Top of DATA

PR #2428, opened 2017-06-23
[FIX] Distributions: show probabilities upon selection

### LINKED ISSUE #2420: Distributions: show probabilities upon selection
##### Orange version

3.5.dev

##### Expected behavior
When selecting Show probabilities the probability line(s) are immediately displayed.

##### Actual behavior
The lines are not immediately displayed. One needs to switch the visualization to see probabilities. Re-drawing the plot should be run upon selection.

File - Distributions. Press Show probabilities.

jerneju:
##### Issue
Fixes #2420 .

##### Includes
- [X] Code changes
- [x] Tests
- [ ] Documentation

### DIFF
--- a/Orange/widgets/visualize/owdistributions.py
+++ b/Orange/widgets/visualize/owdistributions.py
@@ -220,6 +220,8 @@ class OWDistributions(widget.OWWidget):
         self.clear()
         self.warning()
         self.data = data
+        self.distributions = None
+        self.contingencies = None
         if self.data is not None:
             if not self.data:
                 self.warning("Empty input data cannot be visualized")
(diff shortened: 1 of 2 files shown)


jerneju:
https://sentry.io/biolab/orange3/issues/296415020/

Orange/widgets/visualize/owdistributions.py
```diff
@@ -371,8 +371,6 @@ def display_distribution(self):
                 self.tooltip_items.append((self.plot, item))
 
     def _on_relative_freq_changed(self):
-        if not self.distributions:
-            return
```
janezd: I think you should keep these two lines, too.

Connect File -> Distributions to give some data to Distributions. Now remove the data by deleting the connection. Click Show relative frequencies and the widget will crash. These two lines prevent this.

jerneju: No. If we really wanted to keep this check, we would write `if self.distributions is None or not len(self.distributions)`.

However this check should not be here. `self.distributions` can be empty or `None`, but `self.contingencies` may be filled with values and that is the reason that the code below should be executed.

Crash is now prevented in a different way.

Bottom of DATA

## PROMPT
Print each line above exactly as it stands.

## WRITTEN REPLY
PR #2428, opened 2017-06-23
[FIX] Distributions: show probabilities upon selection

### LINKED ISSUE #2420: Distributions: show probabilities upon selection
##### Orange version

3.5.dev

##### Expected behavior
When selecting Show probabilities the probability line(s) are immediately displayed.

##### Actual behavior
The lines are not immediately displayed. One needs to switch the visualization to see probabilities. Re-drawing the plot should be run upon selection.

File - Distributions. Press Show probabilities.

jerneju:
##### Issue
Fixes #2420 .

##### Includes
- [X] Code changes
- [x] Tests
- [ ] Documentation

### DIFF
--- a/Orange/widgets/visualize/owdistributions.py
+++ b/Orange/widgets/visualize/owdistributions.py
@@ -220,6 +220,8 @@ class OWDistributions(widget.OWWidget):
         self.clear()
         self.warning()
         self.data = data
+        self.distributions = None
+        self.contingencies = None
         if self.data is not None:
             if not self.data:
                 self.warning("Empty input data cannot be visualized")
(diff shortened: 1 of 2 files shown)


jerneju:
https://sentry.io/biolab/orange3/issues/296415020/

Orange/widgets/visualize/owdistributions.py
```diff
@@ -371,8 +371,6 @@ def display_distribution(self):
                 self.tooltip_items.append((self.plot, item))
 
     def _on_relative_freq_changed(self):
-        if not self.distributions:
-            return
```
janezd: I think you should keep these two lines, too.

Connect File -> Distributions to give some data to Distributions. Now remove the data by deleting the connection. Click Show relative frequencies and the widget will crash. These two lines prevent this.

jerneju: No. If we really wanted to keep this check, we would write `if self.distributions is None or not len(self.distributions)`.

However this check should not be here. `self.distributions` can be empty or `None`, but `self.contingencies` may be filled with values and that is the reason that the code below should be executed.

Crash is now prevented in a different way.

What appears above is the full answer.